Ahnen konnte man es ja bereits, offiziell wurde es aber erst jetzt – bereits zum zweiten Mal muss sich Staatsoperndirektor Bogdan Roščić keine Gedanken um den Frack machen, denn der Staatsball wurde, wie der KURIER bereits berichtete, auch für 2022 abgesagt.

Vollstes Verständnis dafür hat die langjährige, leidenschaftliche Ballgeherin, Operetten-Diva Birgit Sarata, die ja auch schon schweren Herzens ihren Zuckerbäckerball absagen musste. „Mich stört das überhaupt nicht, ich wäre ja diesmal sowieso nicht hingegangen. Es wäre verantwortungslos, sich zu amüsieren, solange es eine Coronagefahr gibt“, sagt Sarata zum KURIER.

Sein Kommentatorenkammerl missen muss auch 2022 Christoph Wagner-Trenkwitz. „Wenn der Opernball jetzt noch einmal abgesagt wird, dann kennt mich wohl bald niemand mehr“, meint er lachend.

„Ich hoffe, dass es wieder eine Ersatzsendung geben wird. Da werden wir bald die Köpfe zusammenstecken und überlegen, was wir allen Schönes bieten können. Der Opernball ist ja nicht nur für die, die dort sind, sondern auch für die, die nicht dort sind ein Highlight. Und dieses Jahr ist eben wieder einmal niemand dort.“

Wie der KURIER aus ORF-Kreisen erfuhr, ist wirklich etwas geplant, die Zuseher müssen also am 24. Februar nicht aufs Opernball-Feeling verzichten. So soll eventuell ein Quiz mit Promis und Opernballexperten angedacht werden.

„Aber, was ich auf keinen Fall machen werde: Ich werde weder zu Hause noch sonst wo mit dem Hohenlohe tanzen“, stellt Wagner-Trenkwitz grinsend klar.

Tanzen, aber diesmal halt nur im Garten, wird Malerin Maria Lahr, die schon 42 Mal den Opernball besucht hat und mit der Absage gar nicht glücklich ist. „Ich bin schockiert.

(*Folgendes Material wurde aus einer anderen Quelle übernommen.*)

PR #124, opened 2022-07-04
Correct typo, work around inst problems, refactor toolGetMapping

mikapfl:
Hi,

So, originally, I just wanted to correct a typo in the documentation "tmfile" → "tmpfile". But then building madrat was not possible any more due to a newly introduced error in devtools/pkgload. Fixing this led to the linter commanding me to refactor toolGetMapping, which I did.

I *understand* the rules, but they lead to a lot of unexpected work.

Cheers,

Mika


R/toolGetMapping.R
```diff
@@ -24,58 +24,87 @@
...
+  return(paste0(mf, "/", type, "/", name))
+}
+
+.searchNamePackage <- function(name, type, packageName) {
+  tmpfname <- .typedName(name, type)
+  fname <- system.file("extdata", tmpfname, package = packageName)
+  if (fname == "" && !is_dev_package(packageName)) fname <- system.file("inst/extdata", tmpfname, package = packageName)
+  if (fname == "") fname <- system.file("extdata", strsplit(tmpfname, split = "/")[[1]][2], package = packageName)
+  if (fname == "" && !is_dev_package(packageName))
+    fname <- system.file("inst/extdata", strsplit(tmpfname, split = "/")[[1]][2], package = packageName)
```
mikapfl, line 96: Here are the new checks for `is_dev_package` - if it is, `system.file("inst/extdata")` throws an error because stuff under `inst/` is installed at the package top level, so this `system.file` call should never find anything. To be perfectly bug-compatible with the current madrat in production, I introduced the `!is_dev_package` guard. But *most likely* the `system.file("inst/…")` calls were introduced in error and they could be removed instead. That would make things less weird. What do you think?

R/toolGetMapping.R
```diff
@@ -24,58 +24,87 @@
...
   }
-  if (error.missing & !file.exists(as.character(fname))) stop('Mapping "', name, '" not found!')
-  fname <- gsub("/+", "/", fname)
-  if (returnPathOnly) return(fname)
+}
+
+.searchNameLocal <- function(name, type) {
+  if (file.exists(as.character(name))) {
+    return(name)
+  }
```
mikapfl, line 81: This check if a bare `name` exists used to be only present in `where = NULL`, not in `where = "local"`, which also meant that the documentation was wrong (which claimed that `where = NULL` starts by doing the same thing as "local"). I think it is somewhat useful to find a mapping if the full path is given and the type is specified, so I added it to `where = "local"` calls as well.

R/toolGetMapping.R
mikapfl: Interestingly, the `system.file("inst/…")` call(s) were introduced in https://github.com/pik-piam/madrat/commit/6f9d872425bc6aacfaba1a2c2947d82a033b5f60 due to a "bug in `system.file`", so apparently 5 years ago it was necessary to ask for "inst/…"? But when was `system.file` fixed? Can we drop this workaround or do we need to pile the other workaround onto this one?

tscheypidi (approved):

PR #127, opened 2022-07-18
support for bilateral data + fixes

tscheypidi:
* added bilateral data support in `calcOutput`
* added a check in `addMapping`
* added argument `strict` in `pucAggregate` and set it to `FALSE` by default
* performance tweak in `toolAggregate` for instances in which all values in a column are NA

### DIFF
--- a/R/calcOutput.R
+++ b/R/calcOutput.R
@@ -119,6 +119,17 @@ calcOutput <- function(type, aggregate = TRUE, file = NULL, years = NULL, # noli
 
   # read region mappings check settings for aggregate
   if (aggregate != FALSE) {
+    .bilateralMapping <- function(mapping) {
+      out <- NULL
+      for (i in seq_len(ncol(mapping))) {
+        tmp <- expand.grid(mapping[[i]], mapping[[i]])
+        out <- cbind(out, do.call(paste, args = c(tmp, list(sep = "."))))
+      }
+      out <- as.data.frame(out, stringsAsFactors = FALSE)
+      colnames(out) <- colnames(mapping)
+      return(out)
+    }
+
     rel <- list()
     relNames <- NULL
     for (r in c(getConfig("regionmapping"), getConfig("extramappings"))) {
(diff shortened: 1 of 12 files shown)


R/calcOutput.R
```diff
@@ -119,6 +119,17 @@ calcOutput <- function(type, aggregate = TRUE, file = NULL, years = NULL, # noli
 
   # read region mappings check settings for aggregate
   if (aggregate != FALSE) {
+    .bilateralMapping <- function(mapping) {
+      out <- NULL
+      for (i in seq_len(ncol(mapping))) {
```
pfuehrlich-pik, line 124: Can we iterate `mapping` directly instead of this indexed based approach?

R/calcOutput.R
```diff
@@ -129,6 +140,9 @@ calcOutput <- function(type, aggregate = TRUE, file = NULL, years = NULL, # noli
       if (is.null(rel[[r]]$global)) {
         rel[[r]]$global <- "GLO"  # add global column
       }
+      if (nrow(rel[[r]]) < 250) {
```
pfuehrlich-pik, line 143: Why 250? Maybe add a comment to clarify?

tests/testthat/test-calcOutput.R
```diff
@@ -269,6 +283,27 @@ test_that("Aggregation works", {
   })
 })
 
+test_that("Bilateral aggregation works", {
+  calcBilateral <- function() {
+    map <- toolGetMapping("regionmappingH12.csv")
+    tmp <- expand.grid(map[[2]], map[[2]], stringsAsFactors = FALSE)
```
pfuehrlich-pik, line 289: Is there a reason why stringsAsFactors is set explicitly here but not in calcOutput (line 125)?
```suggestion
    expandedMapping <- expand.grid(map[[2]], map[[2]], stringsAsFactors = FALSE)
```

tscheypidi: could catch...I will add it there as well

PR #253, opened 2025-07-01
Deprecates setting the diagnostics config option to a filename.

codeZeilen:
There are no known uses throughout Github repos (including pik-piam).

One disadvantage is now that we hard code the file name between `vcat` and `retrieveData`:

Mir kommt vor, in Österreich geht die Kultur schön langsam verloren. Man hätte ja die Besucherzahl etwas dezimieren können und beim Einlass zusätzlich auch einen Testnachweis verlangen können. Tanzen macht doch glücklich.“

Baumeister Richard Lugner findet überhaupt, dass man sich mit der Absage noch etwas Zeit hätte lassen können. Er sei auch nicht glücklich darüber, dass er jetzt schon zum zweiten Mal seinen Stargast stornieren musste. „Übernächstes Jahr bin ich dann schon 90, wer weiß, ob es da überhaupt noch einen Opernball für mich gibt.“

WIENER OPERNBALL 2020: LUGNER/MUTI

Auch ORF-Moderatorin Teresa Vogl findet es sehr schade. „ Natürlich ist es schmerzlich, dass neben vielen geplanten Kultur-Veranstaltungen nun auch der Wiener Opernball Corona bedingt erneut abgesagt werden musste. Auch wenn ich mich schon sehr auf die Moderation des Balles für den ORF gefreut habe, habe ich vollstes Verständnis für diese Entscheidung. Für die Oper und für Wien ist das natürlich auch ein wirtschaftlicher Verlust. Es bleiben aber die Freude über die baldige Öffnung für den normalen Spielbetrieb nach dem Lockdown und die Hoffnung auf einen Opernball 2023.“

Verständnis hat die ehemalige Organisatorin Maria Großbauer, das Risiko wäre einfach zu hoch gewesen. Es wäre natürlich jetzt auch ein Schaden für die Wirtschaft und man hätte endlich mal wieder „dem Alltag entfliehen und in ein Märchen eintauchen“ können.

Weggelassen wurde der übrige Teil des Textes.